The mash thickness is very thin, this is fine and does produce very fermentable wort but the thickness of the mash does influence how the enzymes alpha and beta amylase work. Whether this is noticeable in the finished beer is debatable but it is certainly a factor worth considering.
Not performing a sparge is another peculiarity, the key benefits of this mean you do need extra equipment to heat up sparge water and the mashing vessel is as simple as the pot or kettle you use to boil wort. There is no mash tun manifold because you are using a mesh bag. Not sparging, however, means there are residual sugars left in the grain and this reduces the efficiency of extract. In a small batch, there is not a lot of difference, it’s a case of adding another handful of malt. As batch sizes increase however it becomes more wasteful and is definitely not viable on a commercial scale. As home brewers, we don’t really need to consider this as the small batches create only minor losses in fermentables extracted.
Brew In A Bag Process
1. Fill your kettle with all the water required for the beer. This includes all the water that will be lost to things like grain absorption and trub. A handy way to work out how much water is needed is using this calculator.
2. Begin heating the water to strike temperature which is usually somewhere around 70C – 74C this account for the drop in temperature that occurs when you immerse the grain which will be in the grain bag. This article explains a little more about strike temperature. If you are using a pot on a burner though it can easily be heated further taking care not to scorch the grain or bag.
3. Once you hit your target strike temperature drop in your bag of grain and thoroughly stir through to break up any lumps. Check the temperature and let the mash rest for 60 minutes or for however long your mash schedule is for.
4. At the end of the mash, it’s time to lift out the grain bag.
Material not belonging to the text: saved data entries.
PR #12993, opened 2025-04-21
Validate that PEP 751 entries don't include multiple sources

charliermarsh:
## Summary

The spec defines these as mutually exclusive, so we now error when trying to install such a package.


crates/uv-resolver/src/lock/export/pylock_toml.rs
```diff
@@ -540,6 +560,47 @@ impl<'lock> PylockToml {
         let root = graph.add_node(Node::Root);
 
         for package in self.packages {
+            match (
```
zanieb, line 563: It _seems_ like this should be composable using a single error variant and an enum for displaying the names, but... it's also fine if you think that's not worth it since these should be static. I do think if we want to handle this error downstream at some point, it'll be annoying it's not a single error variant.

charliermarsh: Yeah, I did consider this... Basically, we'd use a different representation for the `pylock.toml` types, and treat the current representations as "wire" types. So we'd do all this validation at deserialization time, and we'd never have to do this kind of thing in our own code. That's roughly what we do in our own `uv.lock` logic. But... it's kind of a lot of work, and it didn't really seem worth it honestly. There's also some benefit to having a single set of structs that exactly match the spec.

PR #13016, opened 2025-04-21
Improve messages for `FirstIndex` authentication failures

jtfmumm:
Stop exiting early on authentication failures so we can benefit from more detailed reporting.

### DIFF
--- a/crates/uv-client/src/registry_client.rs
+++ b/crates/uv-client/src/registry_client.rs
@@ -333,7 +333,7 @@ impl RegistryClient {
                         IndexFormat::Simple => {
                             let status_code_strategy =
                                 self.index_urls.status_code_strategy_for(index.url);
-                            if let Some(metadata) = self
+                            match self
                                 .simple_single_index(
                                     package_name,
                                     index.url,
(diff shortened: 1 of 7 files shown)


crates/uv-resolver/src/pubgrub/report.rs
```diff
@@ -930,12 +930,6 @@ impl PubGrubReportFormatter<'_> {
                 });
             }
             if index_capabilities.forbidden(&index.url) {
-                // If the index is a PyTorch index (e.g., `https://download.pytorch.org/whl/cu118`),
-                // avoid noting the lack of credentials. PyTorch returns a 403 (Forbidden) status
-                // code for any package that does not exist.
-                if index.url.url().host_str() == Some("download.pytorch.org") {
-                    continue;
-                }
```
zanieb, line 938: Can we add a test for a package that does not exist on PyTorch?

crates/uv-client/src/registry_client.rs
```diff
@@ -342,8 +342,12 @@ impl RegistryClient {
...
                                 .await?
                             {
-                                results.push((index.url, MetadataFormat::Simple(metadata)));
-                                break;
+                                SimpleMetadataSearchOutcome::Found(metadata) => {
+                                    results.push((index.url, MetadataFormat::Simple(metadata)));
+                                    break;
+                                }
+                                SimpleMetadataSearchOutcome::NotFound => {}
+                                SimpleMetadataSearchOutcome::StatusCodeFailure => break,
```
zanieb, line 350: Some comments would be helpful here

zanieb (approved):

Issue #12830, opened 2025-04-11
Unexpected behavior when handling signals


bustbr:
### Summary

Hello,

first off, I wasn't sure how to tag this; this is a bug report about unexpected behavior, with a feature request latched on as a solution proposal.

We recently switched our projects to use `uv` and ran into issues where on our servers **Python processes would stay alive in the background** after deploying new versions of our software onto our production servers.
It turned out this was the result of a chain of unexpected behaviors, the last one being how `uv` behaves when using `uv run` and how `uv` handles signals.

A quick **summary** of what I understand is happening:
When using `uv run` `uv` will run Python as a subprocess and stick around until Python quits, **or** until it receives any of a whole bunch of signals: `SIGKILL` (of course), but also `SIGHUP`, `SIGQUIT`, `SIGILL`, `SIGTRAP`, `SIGABRT`, ...
and for all of these `uv` simply quits, without passing the signal on to the underlying Python process, which leaves the Python process orphaned.
When `uv` receives `SIGINT` it will swallow the first signal it receives (#12108), which there might be good reasons for, but is also unexpected.
[All of this has been brought up in issues here before](https://github.com/astral-sh/uv/issues?q=is%3Aissue%20signal).

The best way that I found to avoid any of these issues seems to be to not use `uv run` and instead have `uv` only create the environment and then use the venv yourself, like
```bash
export VIRTUAL_ENV=.venv  # optional, but to be sure we know where the venv will end up
uv sync --frozen
"$VIRTUAL_ENV"/bin/python myscript.py
```

This seems like a complicated solution to me – the opposite of why I came to love `uv`. ;)

As mentioned before, this has been discussed in multiple issues already, and there seems to be no consensus how `uv` should handle signals better.
**Why does `uv` have to keep running** though? If `uv` simply replaced its own process with the Python process (`man 3 exec`), none of this would be an issue.
The [documentation](https://docs.astral.sh/uv/concepts/projects/run/#signal-handling) says
> uv does not cede control of the process to the spawned command in order to provide better error messages on failure.

which I'm not even sure about what that means.

Could we **add a new option** to `uv run` to in fact have `uv` do all its magic, and then quit when it spawns the Python process?
Something like
```bash
uv run --exec --frozen myscript.py
```
Of course a better name than `--exec` could be found, maybe `--no-subprocess`, or `--cede-control`.

### Platform

Darwin 24.4.0 arm64

### Version

uv 0.6.12 (Homebrew 2025-04-02)

[...]

PR #13017, opened 2025-04-21
Forward additional signals to the child process in `uv run`

zanieb:
As I suspected quite some time ago (https://github.com/astral-sh/uv/pull/6738#issuecomment-2315466033), it's problematic that we don't handle _every_ signal here. This PR adds handling for all of the Unix signals except `SIGCHLD`, `SIGIO`, and `SIGPOLL` which seem incorrect to forward. Also notable, we _cannot_ handle `SIGKILL` so if someone sends that to the PID instead of the PGID, they will leave dangling subprocesses.

Instead, we could use `exec` and avoid this handling. However, we'd lose the ability to add nice error message on failure (e.g., as someone is trying to add in https://github.com/astral-sh/uv/pull/12201) and, more critically, we'd need to figure out how to clean up resources properly (i.e., temporary directories) which currently happens on `Drop`. In the long-term, we'll probably want an option to use `exec` — but we'll need to figure out when to clean up resources or accept that they will dangle. This was last discussed in https://github.com/astral-sh/uv/issues/3095 — discussion on that approach should continue there.

A note on the implementation: I spent time time trying to write the handler using a tokio stream, so we could dynamically iterate over a list of signals instead of copy/pasting the implementation — I couldn't get it to work though and it didn't seem critical.

Closes https://github.com/astral-sh/uv/issues/12830

### DIFF
--- a/crates/uv/src/commands/run.rs
+++ b/crates/uv/src/commands/run.rs
@@ -42,7 +42,24 @@ pub(crate) async fn run_to_completion(mut handle: Child) -> anyhow::Result<ExitS
         use nix::sys::signal;
         use nix::unistd::{getpgid, Pid};
         use tokio::select;
-        use tokio::signal::unix::{signal as handle_signal, SignalKind};
+        use tokio::signal::unix::{signal as handle_signal, Signal, SignalKind};
+
+        /// A wrapper for a signal handler that is not available on all platforms, `recv` never
+        /// returns on unsupported platforms.
+        #[allow(dead_code)]
+        enum PlatformSpecificSignal {
+            Signal(Signal),
+            Dummy,
+        }
+
+        impl PlatformSpecificSignal {
+            async fn recv(&mut self) -> Option<()> {
+                match self {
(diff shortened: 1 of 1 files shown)


crates/uv/src/commands/run.rs
```diff
@@ -77,6 +94,44 @@ pub(crate) async fn run_to_completion(mut handle: Child) -> anyhow::Result<ExitS
         let mut sigint_handle = handle_signal(SignalKind::interrupt())?;
         let mut sigint_count = 0;
 
+        // The following signals are terminal by default, but can be have user defined handlers.
```
charliermarsh, line 97: Nit: "can be have"

charliermarsh (approved):
Nice, thanks.

crates/uv/src/commands/run.rs
zanieb:
```suggestion
        // The following signals are terminal by default, but can have user defined handlers.
```

zanieb:
GitHub actions so annoying lately.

Allow the wort to drain as much as possible back into the kettle. After a few minutes, most of the liquid will have drained from the bag. I like to drop the bag in a bucket which allows the last small amount of wort to drain out. The bag can then be emptied and the grain, thrown away. Depending on the size of batch you are brewing it can be heavy so draining can be hard work
5. The wort can now be raised to a boil and hops are added and the boil continues for the time designated for the recipe. After boiling the wort can be cooled, moved to a fermenter and the yeast pitched. Fermentation and racking to bottles or kegs as normal.
Key Points For BIAB
As we can see the main aspects that are changed for a brew in a bag process compared to a regular all grain brew with a mash tun is the very first stages of mashing and sparging. Once you get to the boil then the brewing process is exactly the same as any other beer.
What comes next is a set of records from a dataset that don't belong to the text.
PR #13021, opened 2025-04-21
uv-workspace: provide hint when pyproject.toml is missing

### LINKED ISSUE #12988: Improve UX when `uv add` or `uv sync` are run in a directory with no `pyproject.toml`
### Summary

Currently if `uv add` or `uv sync` are run in a directory with no `pyproject.toml`, the resultant error message is:

```
$ mkdir testcase-uv && cd $_
$ uv add urllib3
error: No `pyproject.toml` found in current directory or any parent directory
$ uv sync
error: No `pyproject.toml` found in current directory or any parent directory
```

To improve the UX for users migrating from pip (or uv's `uv pip` interface), it would help if this error message hinted that the user should probably run `uv init` or else see the uv getting started docs.

### Example

Perhaps something roughly like this?

```
$ uv add urllib3
error: No `pyproject.toml` found in current directory or any parent directory.
To create one run `uv init`, or see: https://docs.astral.sh/uv/guides/projects/
```

eduardorittner:
## Summary

When `pyproject.toml` is missing, add a hint in the error message that tells the user to run `uv init`. We don't link to the documentation since it's not versioned and thus not guaranteed to be stable.

## Test Plan

Since the change is pretty simple, all I did was update snapshot tests that had the old error message with `cargo insta review`.

## Related

Closes https://github.com/astral-sh/uv/issues/12988

### DIFF
--- a/crates/uv-workspace/src/workspace.rs
+++ b/crates/uv-workspace/src/workspace.rs
@@ -43,7 +43,7 @@ pub struct WorkspaceCache(Arc<Mutex<FxHashMap<WorkspaceCacheKey, WorkspaceMember
 #[derive(thiserror::Error, Debug)]
 pub enum WorkspaceError {
     // Workspace structure errors.
-    #[error("No `pyproject.toml` found in current directory or any parent directory")]
+    #[error("No `pyproject.toml` found in current directory or any parent directory\nhint: To create one run `uv init`")]
     MissingPyprojectToml,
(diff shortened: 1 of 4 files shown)


eduardorittner:
I'm not sure if the `hint` is done correctly, should I change `WorkspaceError` to contain a hint on the `MissingPyprojectToml` case? And then implement `Display` for it, formatting the hint correctly with cyan.

PR #13027, opened 2025-04-21
Report Python versions in `pyvenv.cfg` version mismatch

zanieb:
When working on #13025 I noticed this message was lacking versions, which seems frustrating if you're debugging things.

I refactored the general `matches_interpreter` utilities that were added in https://github.com/astral-sh/uv/pull/12884 into a more purpose-fit function that returns an `Option` with the versions if there's a mismatch.

### DIFF
--- a/crates/uv-python/src/environment.rs
+++ b/crates/uv-python/src/environment.rs
@@ -10,6 +10,7 @@ use tracing::debug;
 use uv_cache::Cache;
 use uv_cache_key::cache_digest;
 use uv_fs::{LockedFile, Simplified};
+use uv_pep440::Version;
 
 use crate::discovery::find_python_installation;
 use crate::installation::PythonInstallation;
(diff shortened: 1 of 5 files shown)


crates/uv-python/src/environment.rs
```diff
@@ -356,12 +357,22 @@ impl PythonEnvironment {
...
-    /// if this is not a virtual environment.
-    pub fn matches_interpreter(&self, interpreter: &Interpreter) -> bool {
-        let Ok(cfg) = self.cfg() else { return true };
-        cfg.matches_interpreter(interpreter)
+    /// Check if the `pyvenv.cfg` version is the same as the interpreter's Python version.
+    ///
+    /// Returns [`None`] if the versions are the consistent or there is no `pyvenv.cfg`. If the
+    /// versions do not match, returns a tuple of the `pyvenv.cfg` and interpreter's Python versions
+    /// for display.
+    pub fn check_pyvenv_cfg_version(&self) -> Option<(Version, Version)> {
```
zanieb, line 365: The name isn't great... open to suggestions.

jtfmumm: It's following the pattern of `get...()` or `find...()` where it's a `None` if not found. So maybe
`.find_pyvenv_cfg_version_conflict()` or something like that

jtfmumm (approved):

crates/uv-python/src/environment.rs
zanieb: I like that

Efficiency For Brew In A Bag Brewing
When looking at any beer recipe the efficiency should be listed in the details. As there is no sparge for a BIAB beer the efficiency is going to be less than if you use a mash tun and sparge the grain. It’s hard to say an exact figure for what efficiency you are going to get but a good ballpark will be around 65-70% compared with around 70-80% for a typical all grain batch.
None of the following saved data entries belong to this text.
PR #13617, opened 2025-05-23
blocklist the linux cpython builds from 20250521

### LINKED ISSUE #13610: `TypeError: must be str, not list` when appending subtype of `str` to a `list` in uv-managed python installation on linux
### Summary

this is a very strange bug because the following code only seems to crash on an uv-managed python installation and only on linux:

```py
class Foo(str): ...

a = []
new_value = Foo("1")
a += new_value
```
```
$ uv run python3.13
Python 3.13.3 (main, May 22 2025, 02:00:23) [Clang 20.1.4 ] on linux
>>> class Foo(str): ...
...
... a = []
... new_value = Foo("1")
... a += new_value
...
  File "<python-input-0>", line 5, in <module>
    a += new_value
TypeError: must be str, not list
```

on the system version of python it works fine:

```
$ python3.13
Python 3.13.3 (main, Apr  9 2025, 08:55:03) [GCC 9.4.0] on linux
>>> class Foo(str): ...
...
... a = []
... new_value = Foo("1")
... a += new_value
...
>>>
```

but on windows it works fine even, with the uv-managed python version:

```
> uv run python
Python 3.13.3 (main, Apr  9 2025, 04:04:49) [MSC v.1943 64 bit (AMD64)] on win32
>>> class Foo(str): ...
... 
>>> a = []
>>> new_value = Foo("1")
>>> a += new_value
>>>
```

### Platform

Linux 5.15.167.4-microsoft-standard-WSL2 x86_64 GNU/Linux

### Version

0.7.7

### Python version

3.13.3

Gankra:
Fixes #13610

### DIFF
--- a/crates/uv-python/download-metadata.json
+++ b/crates/uv-python/download-metadata.json
@@ -43,8 +43,8 @@
     "minor": 14,
     "patch": 0,
     "prerelease": "a7",
-    "url": "https://github.com/astral-sh/python-build-standalone/releases/download/20250521/cpython-3.14.0a7%2B20250521-aarch64-unknown-linux-gnu-install_only_stripped.tar.gz",
-    "sha256": "2d61c25acb85f71385e358ca7f658b9d2ae5971161985c32b182edd2d75da4a6",
+    "url": "https://github.com/astral-sh/python-build-standalone/releases/download/20250517/cpython-3.14.0a7%2B20250517-aarch64-unknown-linux-gnu-install_only_stripped.tar.gz",
+    "sha256": "431cfe70c2cd7c8db86ffd5bd72942bb0dc68a5fbb739c34583c87a84791709b",
     "variant": null
   },
   "cpython-3.14.0a7-linux-armv7-gnueabi": {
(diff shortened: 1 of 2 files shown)


geofft:
Did we test that 20250517 is okay? Those builds are very similar (both statically link libpython). On the other hand, if we have to block 20250517 too and go to dynamically linking libpython, we should think about that harder.

(I'm on a train and intermittently on internet)

konstin:
Can you add the test case from #13610 to the test suite `cfg`'d to the linux x86_64?

crates/uv-python/fetch-download-metadata.py
```diff
@@ -264,6 +266,11 @@ async def _fetch_downloads(self, pages: int = 100) -> list[PythonDownload]:
                         and download.triple.libc == "musl"
                     ):
                         continue
+                    if (
+                        download.release == CPYTHON_BAD_LINUX_RUNTIME_START
```
zanieb, line 270: Doesn't this need to be `>=`?

zanieb: (you also need to run the script)

Gankra:
> Can you add the test case from https://github.com/astral-sh/uv/issues/13610 to the test suite cfg'd to the linux x86_64?

Trying to do so in https://github.com/astral-sh/uv/pull/13619 but no luck so far.

crates/uv-python/fetch-download-metadata.py
Gankra: Ah haha, good catch. I widened the range and reran which without `>=` effectively reverted the changes to the json 😓

crates/uv-python/download-metadata.json
```diff
@@ -47,503 +47,7 @@
     "sha256": "2d61c25acb85f71385e358ca7f658b9d2ae5971161985c32b182edd2d75da4a6",
     "variant": null
   },
-  "cpython-3.14.0a7-linux-armv7-gnueabi": {
-    "name": "cpython",
-    "arch": {
-      "family": "armv7",
-      "variant": null
-    },
-    "os": "linux",
```
Gankra, line 56: Unfortunate that entire versions of cpython go away...

Gankra:
Screenshot 2025-05-23 at 12 31 10 PM

oh hmm that's gonna be problematic for making the revert platform-specific

crates/uv-python/download-metadata.json
konstin: We should highlight this in the release, saying that these prereleases are temporarily removed due to an unrelated, non-alpha-related miscompilation.

PR #13619, opened 2025-05-23
add regression test

Gankra:


Gankra:
(Separate from #13617 just to test that this fails in CI)

Gankra:
Damn, that does not reproduce the issue...

Gankra:
Hmm ok if I dig out WSL on my x64 machine then the test *does* fail, what the heck is up with CI?

Gankra:
(Got this properly failing, moved to the other branch)

PR #13623, opened 2025-05-23
Fix tests due to yanked configargparse

konstin:
The release of configargparse locked in the tests was yanked, we fix this by updating the snapshots.


charliermarsh (approved):

charliermarsh:
If it gets unyanked, would we need to update again?

PR #13625, opened 2025-05-23
Windows paths are valid URLs

konstin:
Currently, it is not possible to set a custom Python downloads JSON on Windows, as Windows paths can be valid URLs.

```rust
use url::Url;

fn main() {
    dbg!(Url::parse(r"C:\Users\Ferris\download.json"));
}
```

Tested by https://github.com/astral-sh/uv/pull/13585 (where it is currently failing CI).

### DIFF
--- a/crates/uv-python/src/downloads.rs
+++ b/crates/uv-python/src/downloads.rs
@@ -554,13 +554,16 @@ impl ManagedPythonDownload {
             let json_downloads: HashMap<String, JsonPythonDownload> = if let Some(json_source) =
                 python_downloads_json_url
             {
-                if Url::parse(json_source).is_ok() {
-                    return Err(Error::RemoteJSONNotSupported());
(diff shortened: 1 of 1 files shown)


charliermarsh:
I might suggest using `split_scheme` and `Scheme::parse` here instead of `Url::parse`? That's what we tend to do elsewhere.

charliermarsh:
As-is, won't this erroneously tell you that remote URLs aren't supported if you use a Windows path and it fails to open?

konstin:
wdym with allow-listing http(s)? I'm specifically only fixing the Windows case that turned out to be broken in #13585, without adding support for remote URLs.

charliermarsh:
I think the suggestion is that this error should only show up if the scheme is `http` or `https`.

konstin:
Make sense!

PR #13627, opened 2025-05-23
Add tests for IO Error retries

konstin:
Often, HTTP requests don't fail due to server errors, but from spurious network errors such as connection resets. reqwest surfaces these as `io::Error`, and we have to handle their retrying separately.

Companion PR: https://github.com/LukeMathWalker/wiremock-rs/pull/159

### DIFF
--- a/Cargo.toml
+++ b/Cargo.toml
@@ -189,7 +189,7 @@ windows-core = { version = "0.59.0" }
 windows-registry = { version = "0.5.0" }
 windows-result = { version = "0.3.0" }
 windows-sys = { version = "0.59.0", features = ["Win32_Foundation", "Win32_Security", "Win32_Storage_FileSystem", "Win32_System_Ioctl", "Win32_System_IO", "Win32_System_Registry"] }
-wiremock = { git = "https://github.com/konstin/wiremock-rs", rev = "131ad0a3e7a247c867fc290319047fc086995271" }
+wiremock = { git = "https://github.com/astral-sh/wiremock-rs", rev = "b79b69f62521df9f83a54e866432397562eae789" }
 xz2 = { version = "0.1.7" }
 zip = { version = "2.2.3", default-features = false, features = ["deflate", "zstd", "bzip2", "lzma", "xz"] }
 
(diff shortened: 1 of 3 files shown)


crates/uv/tests/it/network.rs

As home brewers this minor difference isn’t really going to have a big impact on cost, it will usually be another couple of £’s worth of grain.
A way that brew in a bag brewers can boost their efficiency, is to mill the malt for the recipe to have a finer crush. As there is no run off of wort or sparging, you are just lifting out the bag of grain there is no risk of the mash getting stuck. A finer crush will help to extract more sugar from the malt. It really isn’t necessary when you are brewing small batches, you just need to adjust the efficiency of the recipe you are brewing down to a lower percentage.